I think change requires personal and communal activities. Books are a great way to educate yourself. One of our key philosophies is education, representation and liberation. Folks can read alone, but they have to make real action in their internal biases and demand real action in our world.

Katelyn (Durst) Rivas ’15 MA

The roots of her interdisciplinary activism and mobile library formed when she combined her undergrad degree in English-writing with art and design and then her master’s in urban studies with community arts. She ended up with a 100-page thesis, Radical Self-Care for Black Women (a literature review) and a poetry chapbook of the same title. “I had all these books and was inspired by being able to pick up book after book written by black women, and I wanted to have other people experience that,” she said. “It grew really fast, especially this last year with people being more concerned with what’s happening. I had a one-year anniversary fundraiser on Juneteenth and got donations and books from all over the country.”

Does it work like a regular library? “I do have a sign-out list, but I haven’t seen a lot of books come back! But that’s OK. It’s better to have the book be out there and have someone be impacted by it. In quarantine I have been giving books away because I’m not sure of a safe way to get them back. It’s almost like a shock response when they find out it’s free. It creates instant joy. It’s a beautiful moment.”

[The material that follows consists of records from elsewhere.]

Issue #3161, opened 2023-02-16
Mongoose spans are getting attached to wrong parent transaction


sefiros1:
**Describe the bug**

I'm using Koa with MongoDB via mongoose. With multiple simultaneous requests, mongoose spans begin to attach to the wrong parents. There is no such problem with one simultaneous request.

**To Reproduce**

Steps to reproduce the behavior: 

1. Start MongoDB server and run Koa server with mongoose (`node index.js`):
```js
// index.js
/* eslint-disable import/order */
const elasticApmNode = require('elastic-apm-node');
elasticApmNode.start({
	serverUrl: 'http://localhost:8200',
});

const mongoose = require('mongoose');
const Koa = require('koa');
const app = new Koa();

const ip = 'localhost';
const port = 27017;
const username = 'root';
const password = 'password';
const database = 'database';

async function bootstrap() {
	await mongoose.connect(`mongodb://${ip}:${port}/admin`, {
		auth: {
			username,
			password,
		},
		dbName: database,
	}).catch(e => {
		console.error('Mongo connection error', e);
		// eslint-disable-next-line no-process-exit
		process.exit(1);
	});

	const Cat = mongoose.model('Cat', { name: String });

	// response
	app.use(async ctx => {
		const { pathname } = ctx.request.URL;
		if (pathname === '/create') {
			const kitty = new Cat({ name: 'Zildjian' });
			await kitty.save();
			ctx.body = 'Meow';
		} else if (pathname === '/getAll') {
			ctx.body = await Cat.find();
		}
	});

	app.listen(3000);
	console.log('listening on 3000');
}

bootstrap();
```
2. Fill database with some data:
```bash
for i in `seq 1 500`; do curl http://localhost:3000/create; done
```
3. Run first simple test:
```bash
ab -n 10 -c 1 http://localhost:3000/getAll
```
4. Run second test with simultaneous requests:
```bash
ab -n 50 -c 50 http://localhost:3000/getAll
```

In kibana you should see normal traces for first test (step 3), but after second test (step 4) you will see
broken traces:
- some with no mongo spans at all
![Screenshot from 2023-02-16 12-59-14](https://user-images.githubusercontent.com/29738400/219335823-72b93a1a-1ed9-4378-9d13-8e010157a51b.png)

- some with too many spans
[...]

PR #3586, opened 2023-08-23
fix: remove double instrumentation of mongob commands

david-luna:
While doing investigations for #3161 some added logs revealed we were creating two spans for each command it was started. The root cause of this was because the instrumentation was registering the event listeners twice and as a result
- 2 spans where created
- the 2nd span overwrites the 1st on the map of active spans
- the 2nd span is ended but not the 1st

Since we are patching the `MongoClient#constructor` and also the static `connect` method whenever a user was calling `connect` to get a client this happens:
- the `patched connect` calls its original function
- the `original connect` method creates a new instance using `new MongoClient(...)`
- the `patched constructor` of MongoClient adds listeners
- the `patched connect` adds listeners to the client returned by its original function (duplication)

In conclusion there is no need to patch `connect` if already adding listeners in the constructor.

NOTE: this behavior started to happen from v14.11.0 when the creation of the instance changed from `new MongoClient(...)` to `new this(...)` making the patched constructor to run

### Checklist

- [x] Implement code
- [ ] Add tests
- [ ] Update documentation


david-luna (commented):
/test tav mongodb

david-luna (commented):
/test tav mongodb

david-luna (commented):
/test tav mongodb

david-luna (commented):
/test tav mongodb

CHANGELOG.asciidoc
```diff
@@ -38,6 +38,11 @@ Notes:
 [float]
 ===== Bug fixes
 
+* Fix instrumentation of `mongodb` to avoid multiple command handler
+  registrations when client is created via `MongoClient.connect` static
+  method. ({pull}3586[#3586])
+
+
```
trentm, line 45: This should be added to a new `        ==== Unreleased` block.

test/_spy_method.js
```diff
@@ -0,0 +1,73 @@
...
+
+/**
+ * Returns an object with data about the usage of the spied method
+ *
+ * @param {any} test the test where the spy is created
+ * @param {Object} target the object which holds the method to spy
+ * @param {String} method the method to spy on
+ * @returns {SpyObject} object with usage data
+ */
+function spyOn(test, target, method) {
```
trentm, line 38: nit: I would rename this `test` to `t`, which is the typical var name used in tape and tap tests.

test/_spy_method.js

Rivas said she’s seen a surge in new young adult books. “They are such a great landscape to push the boundaries of literature and what it means to be a teenager in a black body or a brown body. And I love seeing younger children seeing themselves represented on a front cover and in illustrations.”

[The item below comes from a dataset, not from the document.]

PR #3590, opened 2023-08-25
chore: add default ports to `context.service.target.name` for exit HTTP spans 

david-luna:
This PR is conform  with the agreements of the discussion in https://github.com/elastic/apm/pull/700 which in summary says that default ports should be explicit in `serviceTarget.name` property of the span.

Updatecli workflows are failing because of that and JSON specs cannot be updated #3589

She had a chance to feel empowered herself recently. As the recipient of a 2020 Arts & Culture Leaders of Color Fellowship from Americans for the Arts, she got to virtually meet the head of the Smithsonian Museum, Lonnie Bunch, the first African American to serve in this role. “It helped me think about my ability to impact policy and provide artists with ways to share their work with the public.” That’s what she expects to be doing in Philadelphia with Mural Arts—as well as starting a new chapter of the Free Black Women’s Library.

“The BLM movement is more than a hashtag, it really means something to me,” she said. “More people need to be in this fight. Use your privilege to activate systems to have a more level playing field and more just economy— to create actual equity in all facets. It’s going to take a long time. I’m definitely dedicated to the long work.”

RIVAS’ recommended reading: Audre Lorde, Toni Morrison, Elizabeth Acavedo, Tracy K. Smith.